Matt Johnson, 23, a hotel and restaurant management major at MU, is escorted out of the MU football game Oct. 21 by trooper Robert L. Heldenbrand. No charges were brought against Johnson. (JERONIMO NISA/Missourian)
While students account for 16 percent of the crowd at MU’s home football games, 92 percent of those arrested at home games in the past two seasons have been between the ages of 18 and 22.
Of the 166 charges filed against fans at Memorial Stadium since the start of the 2005 season, 145 involved people in that age group, according to MU police records. More than half of the charges — 96 — were for minors in possession of alcohol.
Many of those arrests likely occur before the game even starts, said MU Police Department Capt. Brian Weimer. Everyone who enters the stadium on game day is searched for contraband, including alcohol. If someone over 21 is caught with alcohol, they are kicked out of the stadium, Weimer said. MU police arrest and charge anyone under 21 who is caught trying to sneak alcohol into the game.
While minor-in-possession charges account for a significant chunk of the total arrests, college-aged people also represent the majority of those arrested for other reasons — trespassing, drug possession and littering, for example.
If minor-in-possession charges were removed from the equation, 70 percent of the charges filed were against people between 18 and 22.
Alcohol charges account for the majority of arrests at all home football games, with one exception. Thirty-four people were arrested when Missouri beat Nebraska in October 2005 — 22 of them were charged with trespassing because they were among the thousands of people who swarmed onto Faurot Field after the final gun to tear down the goalposts; only three of the trespassing arrests involved people over the age of 22.
MU sophomore Kurt Krieger was 18 years old at the time of his arrest for rushing the field after the Nebraska game.
“If there was an adult, and a girl, and then a guy student, the guy student would be the first arrested,” said Krieger, whose mother gave him a newspaper photo of his arrest, which now hangs on his living room wall. “And I don’t know why.”
Krieger said that, at the time, he was pretty unhappy about his arrest but now admits that he knew before he went onto the field that police were trying to curtail trespassing. Krieger thinks the arrest of so many students after the Nebraska game has quelled student enthusiasm for rushing the field after MU victories.
Indeed, only one person has been arrested for trespassing since the Nebraska game – another 18-year-old, who was arrested at the MU-Murray State game in September.

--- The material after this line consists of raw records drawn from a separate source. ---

PR #980, opened 2021-11-03
Avatar: Add image layering with initials

### LINKED ISSUE #975: [Improvement] Avatar: Add layering of image and initials
## Description

Revise Avatar so that if an image is provided it merely layers on top of initials, (assuming they are provided as well).

This is needed for how the Gravatar API works where an image is always provided so that a fallback could be present. Yet, that fallback/default image is not ideal. However, the API does allow for a transparent PNG to be the fallback, in which case we'd like to see the initials SVG showing through.

philschanely:
## Description

This PR adds the ability to layer initials and an image. This allows for both lazy loading of the initials while the image loads and for a fallback to be visible if the image does not load or is transparent (as in the use case for working with the Gravatar API).

## Testing in `sage-lib`

See Avatar in main site and Storybook. 

1. (LOW) Avatar updated to allow initials to layer behind an image for lazy loading and fallback. No adverse impact on existing uses expected. See the following:
   - [ ] People > table shows avatar initials as before
   - [ ] App header > shows avatar with initials or image as before

## Related

Closes #975

### DIFF
--- a/docs/app/views/examples/components/avatar/_preview.html.erb
+++ b/docs/app/views/examples/components/avatar/_preview.html.erb
@@ -64,3 +64,23 @@ NOTE: This also allows for a fallback approach with image APIs such as Gravatar 
 In such cases a transparent PNG image can be provided as the default image so that when this default image is layered on top of the initials,
 the initials are seen rather than a generic "anonymous user" image.
 ') %>
+
+<p>Invalid Gravatar with blank fallback to initials:</p>
+<%= sage_component SageAvatar, {
+  initials: "PS",
+  image: { src: "https://s.gravatar.com/avatar/000?default=blank" }
+} %>
+
+<p>Valid Gravatar with lazy loading:</p>
+<%= sage_component SageAvatar, {
+  initials: "PS",
+  image: { src: "https://www.gravatar.com/avatar/205e460b479e2e5b48aec07710c08d50?" }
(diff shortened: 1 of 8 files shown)


docs/app/views/examples/components/avatar/_preview.html.erb
```diff
@@ -53,3 +53,14 @@
...
+<h3>Layering and lazy loading</h3>
+<%= md('
+By default, Avatars with both an `image` and `initials` provided will stack with the image on top of the initials.
+The result is a lazy loading effect where initials appear immediately and an image will appear later on slower or delayed connetions.
+If this effect is not desired when an `image` is used, then also set `lazy_load_initials: false`.
+
+NOTE: This also allows for a fallback approach with image APIs such as Gravatar that return a default image when no user image is available.
+In such cases a transparent PNG image can be provided as the default image so that when this default image is layered on top of the initials,
+the initials are seen rather than a generic "anonymous user" image.
+') %>
```
QuintonJason, line 66: suggestion to an example of one

QuintonJason (approved):
Let a non-blocking comment. Looks and works great!

anechol (approved):
🚀

monkeypox8 (approved):
Looks like I just missed the cut, but LGTM!

PR #982, opened 2021-11-03
[Improvement] Dropdown: make options dropdown able to change subtle trigger

philschanely:
## Description

In React, the OptionsDropdown was forcing `triggerButtonSubtle` on the nested Dropdown to `true` but due to recent button changes this is desirable to be changeable on the OptionsDropdown. It now defaults to `true` but can be set otherwise when desired.

## Testing in `sage-lib`

See Storybook > Dropdown > Option menu

1. (LOW) React OptionsDropdown now has ability to set whether contained trigger is `subtle: true` (default) or not. No impact on existing default configurations.

### DIFF
--- a/packages/sage-react/lib/Dropdown/OptionsDropdown.jsx
+++ b/packages/sage-react/lib/Dropdown/OptionsDropdown.jsx
@@ -14,6 +14,7 @@ export const OptionsDropdown = ({
   panelMaxWidth,
   panelSize,
   options,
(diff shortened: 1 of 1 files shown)


monkeypox8 (approved):
👍🏼 LGTM! Just confirming that the `grid_template` optional modification is being carried over from the previous updates and not being re-introduced here.

pixelflips (approved):
LGTM! 👍🏼

PR #986, opened 2021-11-03
Layout Stacking Order and Assistant Updates

cmcfadzean:
## Description
The new design direction moves away from a top bar that spans the full top of the page and back to our current structure with a full-height sidebar. This change reflects this direction and gives us the ability to begin the transition in our super admin and also ideally in our admin layout. 

## Screenshots

|  Before  |  After  |
|--------|--------|
Screen Shot 2021-11-03 at 11 52 21 AM
|
Screen Shot 2021-11-03 at 11 04 56 AM

## Testing in `sage-lib`
The logo should direct back to the index and the layout should scroll correctly. Also ensuring that the menu toggles on mobile works as expected. 

This change will require an update to the super admin to ensure that this does not break the existing layout. 
Checking the status of the super admin is key before a bump with this change is landed


docs/app/views/layouts/application.html.erb
```diff
@@ -6,14 +6,11 @@
     <link rel="stylesheet" href="https://cdn.jsdelivr.net/gh/devicons/devicon@master/devicon.min.css">
   </head>
   <%= sage_component(SageBody, { css_classes: "sage-docs" }) do %>
-    <%= render "application/content_skip_link",
```
philschanely, line 9: We should probably keep this aspect intact for accessibility. Perhaps it can be provided through an optional slot in the Branding or added manually into the local sidebar here in Docs?

philschanely (approved):
Looks good to me. 👍  One small thing is to just bring this layout to the other main layouts; sandbox at least needed it.

ju-Skinner:
Closing...we currently have a redesign of the doc site in the works

PR #992, opened 2021-11-04
Update proptypes for Card row

philschanely:
## Description

This PR patches a few PropTypes issues with the CardRow for a quieter console.

1. (LOW) Patch to proptypes issue in CardRow. No impact on existing uss.

### DIFF
--- a/packages/sage-react/lib/Card/CardRow.jsx
+++ b/packages/sage-react/lib/Card/CardRow.jsx
@@ -32,18 +32,21 @@ export const CardRow = ({
   );
 };
 
+CardRow.GAP_OPTIONS = CARD_ROW_GAP_OPTIONS;
+CardRow.ALIGNMENT_OPTIONS = CARD_ROW_ALIGNMENT_OPTIONS;
+
 CardRow.defaultProps = {
   children: null,
   className: '',
   gridTemplate: null,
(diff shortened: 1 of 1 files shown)


pixelflips (approved):
LGTM! 👍🏼

packages/sage-react/lib/Card/CardRow.jsx
```diff
@@ -32,18 +32,21 @@ export const CardRow = ({
   );
 };
 
+CardRow.GAP_OPTIONS = CARD_ROW_GAP_OPTIONS;
```
monkeypox8, line 35: I was looking at the config and both `START` and `TOP` settings are assigned to `start`, which got me curious. Any idea if this was by intention?

monkeypox8 (approved):
👍🏼 LGTM! Left one non-blocking question in the config.

packages/sage-react/lib/Card/CardRow.jsx
philschanely: Shoot I just missed this before merging. Will look closer but yes I do believe it is. Idea is to do both a "CSS" thinker's approach and a more developer-focused. AKA if a dev wants to align do they think of that as "top" or the css property of "start"? Providing both here.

Law enforcement at MU football games is coordinated between several different agencies, Weimer said. About 20 Boone County Sheriff’s deputies, 60 Missouri State Highway Patrol officers and 30 MU police officers patrol inside and around Memorial Stadium during home games. Weimer says that the high number of arrests of 18- to 22-year-olds doesn’t mean officers are targeting student behavior.
“We enforce all the rules,” he said. “Ansd we enforce them equally to all individuals, to all groups. There would be no logical reason to pick out a student over anyone else.”
Matt Johnson, a 23-year-old MU senior, isn’t so sure. Johnson was removed from the Oct. 21 game against Kansas State after being inside Memorial Stadium for “about two minutes,” he said.
Although he admits he was intoxicated, Johnson said he wasn’t bothering anyone or acting obnoxious.
He had arrived late to the game and was making his way to his seat when he paused in the concourse to watch a goal-line stand by Missouri’s defense.
Johnson said the Missouri highway patrol officer who removed him said he was blocking peoples’ view of the game. Johnson, who wasn’t charged, thinks it was because he identified himself as a student.
“They can get away with stuff they maybe shouldn’t be doing when it’s a kid,” Johnson said.
Lt. John Hotz of the Missouri State Highway Patrol said that while he’s not familiar with Johnson’s situation, he does not attribute Johnson’s arrest to his age or his status as a student.
“Either he was drunk, he had alcohol when he wasn’t supposed to, or he was causing trouble for others and had to be removed,” Hotz said.